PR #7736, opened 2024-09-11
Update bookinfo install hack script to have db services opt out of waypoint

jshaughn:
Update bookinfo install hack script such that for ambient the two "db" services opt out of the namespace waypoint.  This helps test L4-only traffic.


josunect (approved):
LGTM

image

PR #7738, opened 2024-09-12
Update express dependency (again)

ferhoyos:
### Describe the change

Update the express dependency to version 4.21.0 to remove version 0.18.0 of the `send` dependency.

————————

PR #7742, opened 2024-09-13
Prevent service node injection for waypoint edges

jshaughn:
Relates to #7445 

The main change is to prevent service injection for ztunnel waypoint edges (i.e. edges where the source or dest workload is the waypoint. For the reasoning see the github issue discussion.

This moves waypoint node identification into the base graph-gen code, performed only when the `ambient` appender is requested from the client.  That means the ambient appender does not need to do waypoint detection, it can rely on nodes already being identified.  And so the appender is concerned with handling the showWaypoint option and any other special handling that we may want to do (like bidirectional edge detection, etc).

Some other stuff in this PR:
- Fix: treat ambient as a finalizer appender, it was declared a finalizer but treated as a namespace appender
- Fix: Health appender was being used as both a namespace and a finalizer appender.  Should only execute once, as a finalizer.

————————

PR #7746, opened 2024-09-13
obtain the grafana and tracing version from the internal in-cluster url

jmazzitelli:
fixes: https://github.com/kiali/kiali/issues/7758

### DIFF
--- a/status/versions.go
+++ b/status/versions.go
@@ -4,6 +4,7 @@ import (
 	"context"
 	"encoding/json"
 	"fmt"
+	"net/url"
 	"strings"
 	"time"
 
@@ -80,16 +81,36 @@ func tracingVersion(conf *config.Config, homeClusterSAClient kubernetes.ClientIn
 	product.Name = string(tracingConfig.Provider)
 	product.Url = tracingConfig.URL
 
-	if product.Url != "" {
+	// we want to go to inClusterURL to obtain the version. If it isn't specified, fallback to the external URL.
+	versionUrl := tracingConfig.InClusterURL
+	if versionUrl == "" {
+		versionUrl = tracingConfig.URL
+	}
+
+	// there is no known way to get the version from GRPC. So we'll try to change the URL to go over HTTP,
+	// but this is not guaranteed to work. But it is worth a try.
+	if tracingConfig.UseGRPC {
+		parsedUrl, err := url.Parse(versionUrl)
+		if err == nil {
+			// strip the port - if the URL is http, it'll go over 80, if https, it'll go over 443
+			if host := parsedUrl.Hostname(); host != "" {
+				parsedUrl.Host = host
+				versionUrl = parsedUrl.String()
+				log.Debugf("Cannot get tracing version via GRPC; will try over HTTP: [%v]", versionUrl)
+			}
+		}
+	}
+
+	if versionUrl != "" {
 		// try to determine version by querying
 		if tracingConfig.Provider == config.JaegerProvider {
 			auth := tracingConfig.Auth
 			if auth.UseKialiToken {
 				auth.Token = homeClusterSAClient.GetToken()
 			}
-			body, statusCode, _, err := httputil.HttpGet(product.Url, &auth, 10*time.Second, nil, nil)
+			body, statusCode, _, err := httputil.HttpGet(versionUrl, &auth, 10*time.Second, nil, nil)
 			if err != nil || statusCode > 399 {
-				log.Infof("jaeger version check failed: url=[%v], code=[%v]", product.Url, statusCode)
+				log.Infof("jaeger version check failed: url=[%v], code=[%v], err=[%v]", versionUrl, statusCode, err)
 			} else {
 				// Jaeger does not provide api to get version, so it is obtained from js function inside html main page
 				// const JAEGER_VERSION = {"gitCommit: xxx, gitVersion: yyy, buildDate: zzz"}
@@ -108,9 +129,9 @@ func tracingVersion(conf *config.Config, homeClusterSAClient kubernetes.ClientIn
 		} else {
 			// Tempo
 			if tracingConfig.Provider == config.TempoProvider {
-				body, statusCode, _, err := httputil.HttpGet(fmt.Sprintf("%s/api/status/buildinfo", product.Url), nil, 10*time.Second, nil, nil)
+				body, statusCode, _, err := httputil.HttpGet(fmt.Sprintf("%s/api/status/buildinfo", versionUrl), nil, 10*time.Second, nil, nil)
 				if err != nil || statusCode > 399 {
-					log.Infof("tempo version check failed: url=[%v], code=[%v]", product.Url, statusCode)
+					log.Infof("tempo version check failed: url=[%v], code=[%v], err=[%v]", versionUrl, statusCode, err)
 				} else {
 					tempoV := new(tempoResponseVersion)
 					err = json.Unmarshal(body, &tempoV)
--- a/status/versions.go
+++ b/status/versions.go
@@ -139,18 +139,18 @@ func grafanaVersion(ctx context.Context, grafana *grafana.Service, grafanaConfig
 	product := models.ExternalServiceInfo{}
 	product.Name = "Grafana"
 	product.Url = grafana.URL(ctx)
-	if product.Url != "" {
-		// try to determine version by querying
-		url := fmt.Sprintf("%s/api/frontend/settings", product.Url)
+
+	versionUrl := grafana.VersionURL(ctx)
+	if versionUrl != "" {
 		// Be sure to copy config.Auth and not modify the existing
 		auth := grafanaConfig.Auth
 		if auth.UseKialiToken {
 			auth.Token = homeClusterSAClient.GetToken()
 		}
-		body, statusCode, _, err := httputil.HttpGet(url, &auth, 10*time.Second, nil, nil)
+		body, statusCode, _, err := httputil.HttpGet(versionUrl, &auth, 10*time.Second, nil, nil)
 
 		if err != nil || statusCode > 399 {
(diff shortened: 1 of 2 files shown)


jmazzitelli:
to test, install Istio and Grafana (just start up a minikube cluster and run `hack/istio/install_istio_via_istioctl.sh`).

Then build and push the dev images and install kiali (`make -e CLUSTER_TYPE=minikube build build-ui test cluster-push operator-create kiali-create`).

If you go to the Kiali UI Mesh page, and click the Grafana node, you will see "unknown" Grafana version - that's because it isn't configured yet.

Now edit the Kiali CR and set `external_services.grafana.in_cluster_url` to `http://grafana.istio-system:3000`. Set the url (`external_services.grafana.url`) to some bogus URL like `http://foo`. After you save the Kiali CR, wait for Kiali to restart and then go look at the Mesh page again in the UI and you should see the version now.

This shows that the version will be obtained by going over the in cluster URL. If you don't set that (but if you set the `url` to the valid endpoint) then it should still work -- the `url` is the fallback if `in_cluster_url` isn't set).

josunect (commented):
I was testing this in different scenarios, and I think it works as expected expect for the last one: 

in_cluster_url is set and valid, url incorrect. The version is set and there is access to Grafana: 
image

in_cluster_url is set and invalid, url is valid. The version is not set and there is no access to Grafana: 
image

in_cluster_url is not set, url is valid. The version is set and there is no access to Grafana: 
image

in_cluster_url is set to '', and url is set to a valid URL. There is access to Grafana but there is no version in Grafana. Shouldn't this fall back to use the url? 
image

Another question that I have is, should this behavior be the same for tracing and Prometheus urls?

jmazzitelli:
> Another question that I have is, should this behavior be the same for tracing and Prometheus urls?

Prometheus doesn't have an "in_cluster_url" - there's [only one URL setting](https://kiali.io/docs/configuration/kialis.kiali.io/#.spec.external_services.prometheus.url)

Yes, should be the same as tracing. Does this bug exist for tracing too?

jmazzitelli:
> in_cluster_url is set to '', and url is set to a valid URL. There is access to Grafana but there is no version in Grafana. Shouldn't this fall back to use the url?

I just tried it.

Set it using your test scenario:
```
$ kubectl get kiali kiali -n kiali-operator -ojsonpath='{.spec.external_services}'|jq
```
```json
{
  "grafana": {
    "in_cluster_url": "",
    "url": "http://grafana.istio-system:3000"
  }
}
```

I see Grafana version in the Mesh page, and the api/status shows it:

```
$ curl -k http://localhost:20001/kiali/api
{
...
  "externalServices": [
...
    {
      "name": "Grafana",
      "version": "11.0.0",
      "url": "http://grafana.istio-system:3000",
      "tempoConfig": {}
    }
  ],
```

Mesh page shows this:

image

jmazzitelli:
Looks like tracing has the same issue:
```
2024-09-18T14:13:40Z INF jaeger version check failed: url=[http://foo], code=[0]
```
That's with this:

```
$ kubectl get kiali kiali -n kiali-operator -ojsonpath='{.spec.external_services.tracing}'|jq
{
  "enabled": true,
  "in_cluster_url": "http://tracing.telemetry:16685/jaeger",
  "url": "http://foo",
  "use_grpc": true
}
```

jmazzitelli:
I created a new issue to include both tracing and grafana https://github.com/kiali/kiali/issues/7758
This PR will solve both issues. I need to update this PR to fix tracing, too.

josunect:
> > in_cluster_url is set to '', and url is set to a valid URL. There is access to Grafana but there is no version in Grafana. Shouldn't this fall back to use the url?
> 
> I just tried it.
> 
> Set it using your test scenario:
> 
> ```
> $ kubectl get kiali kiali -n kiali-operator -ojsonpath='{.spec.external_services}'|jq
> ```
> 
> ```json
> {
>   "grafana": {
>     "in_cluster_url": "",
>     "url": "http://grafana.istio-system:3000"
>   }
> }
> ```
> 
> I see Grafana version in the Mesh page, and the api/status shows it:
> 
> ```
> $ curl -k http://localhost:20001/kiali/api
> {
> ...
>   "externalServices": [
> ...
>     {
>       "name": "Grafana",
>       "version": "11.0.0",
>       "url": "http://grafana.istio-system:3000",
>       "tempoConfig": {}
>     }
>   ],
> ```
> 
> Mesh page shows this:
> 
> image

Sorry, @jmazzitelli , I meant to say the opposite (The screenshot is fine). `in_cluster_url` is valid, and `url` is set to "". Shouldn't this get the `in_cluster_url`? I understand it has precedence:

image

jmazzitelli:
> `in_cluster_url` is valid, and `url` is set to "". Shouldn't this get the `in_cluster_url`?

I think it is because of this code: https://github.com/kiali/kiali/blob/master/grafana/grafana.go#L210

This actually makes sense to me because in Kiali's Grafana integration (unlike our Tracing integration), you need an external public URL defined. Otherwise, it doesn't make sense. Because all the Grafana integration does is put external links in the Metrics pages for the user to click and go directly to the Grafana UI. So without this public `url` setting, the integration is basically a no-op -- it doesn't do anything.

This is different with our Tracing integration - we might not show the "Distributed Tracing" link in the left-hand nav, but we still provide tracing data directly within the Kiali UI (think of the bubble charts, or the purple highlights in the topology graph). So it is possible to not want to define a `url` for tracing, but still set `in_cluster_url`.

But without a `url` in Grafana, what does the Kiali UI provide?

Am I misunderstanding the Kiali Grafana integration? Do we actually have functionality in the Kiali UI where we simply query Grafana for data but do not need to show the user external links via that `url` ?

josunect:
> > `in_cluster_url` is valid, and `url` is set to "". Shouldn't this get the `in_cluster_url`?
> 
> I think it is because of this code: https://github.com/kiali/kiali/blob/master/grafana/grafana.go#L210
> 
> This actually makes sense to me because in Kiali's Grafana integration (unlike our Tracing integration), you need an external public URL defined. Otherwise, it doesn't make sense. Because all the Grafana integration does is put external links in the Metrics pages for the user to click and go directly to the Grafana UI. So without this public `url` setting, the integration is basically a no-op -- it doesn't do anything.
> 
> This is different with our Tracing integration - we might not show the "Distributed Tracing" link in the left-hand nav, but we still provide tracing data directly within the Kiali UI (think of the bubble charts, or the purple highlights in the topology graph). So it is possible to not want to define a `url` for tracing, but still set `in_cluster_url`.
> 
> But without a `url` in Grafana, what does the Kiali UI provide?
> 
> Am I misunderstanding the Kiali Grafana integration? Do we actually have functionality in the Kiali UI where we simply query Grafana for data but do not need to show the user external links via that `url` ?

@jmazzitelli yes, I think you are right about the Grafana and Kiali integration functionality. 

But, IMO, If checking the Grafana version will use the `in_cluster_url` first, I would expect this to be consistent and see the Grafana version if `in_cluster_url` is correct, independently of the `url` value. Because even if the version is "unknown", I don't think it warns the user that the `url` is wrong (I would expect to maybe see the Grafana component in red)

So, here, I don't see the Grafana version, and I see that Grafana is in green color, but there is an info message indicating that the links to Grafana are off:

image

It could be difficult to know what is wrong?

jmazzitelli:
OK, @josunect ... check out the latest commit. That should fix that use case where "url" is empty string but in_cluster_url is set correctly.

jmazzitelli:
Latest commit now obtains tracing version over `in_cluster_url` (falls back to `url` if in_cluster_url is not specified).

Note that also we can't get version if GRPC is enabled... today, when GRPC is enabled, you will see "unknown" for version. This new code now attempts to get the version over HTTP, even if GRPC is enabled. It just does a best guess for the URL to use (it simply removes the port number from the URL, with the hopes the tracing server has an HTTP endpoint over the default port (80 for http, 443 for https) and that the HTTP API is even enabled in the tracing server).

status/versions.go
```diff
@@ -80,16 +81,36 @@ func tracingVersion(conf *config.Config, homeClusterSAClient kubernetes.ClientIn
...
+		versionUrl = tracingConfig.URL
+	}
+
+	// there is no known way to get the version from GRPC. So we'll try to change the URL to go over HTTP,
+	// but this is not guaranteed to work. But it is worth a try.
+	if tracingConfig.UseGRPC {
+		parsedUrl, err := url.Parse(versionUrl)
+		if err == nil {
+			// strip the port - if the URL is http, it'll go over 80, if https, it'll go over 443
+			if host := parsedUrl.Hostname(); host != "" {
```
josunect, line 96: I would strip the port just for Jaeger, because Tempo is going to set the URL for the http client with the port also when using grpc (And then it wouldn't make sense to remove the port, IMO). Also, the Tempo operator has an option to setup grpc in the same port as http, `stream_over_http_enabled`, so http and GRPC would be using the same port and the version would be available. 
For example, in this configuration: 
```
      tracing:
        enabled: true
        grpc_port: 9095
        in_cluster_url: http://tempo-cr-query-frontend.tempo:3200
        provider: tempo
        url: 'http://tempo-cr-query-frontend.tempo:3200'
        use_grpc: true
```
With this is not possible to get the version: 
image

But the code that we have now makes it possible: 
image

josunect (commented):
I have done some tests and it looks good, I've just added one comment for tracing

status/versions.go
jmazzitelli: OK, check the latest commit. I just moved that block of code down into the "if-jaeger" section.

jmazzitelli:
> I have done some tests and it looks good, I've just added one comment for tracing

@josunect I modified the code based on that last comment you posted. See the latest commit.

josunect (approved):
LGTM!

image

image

————————

Take from the material above the lines running from the one with "PR #7736, opened 2024-09-11" through the one with "Update the express", and repeat them exactly, with nothing else.

§ ANSWER FOR THIS EXERCISE
PR #7736, opened 2024-09-11
Update bookinfo install hack script to have db services opt out of waypoint

jshaughn:
Update bookinfo install hack script such that for ambient the two "db" services opt out of the namespace waypoint.  This helps test L4-only traffic.


josunect (approved):
LGTM

image

PR #7738, opened 2024-09-12
Update express dependency (again)

ferhoyos:
### Describe the change

Update the express dependency to version 4.21.0 to remove version 0.18.0 of the `send` dependency.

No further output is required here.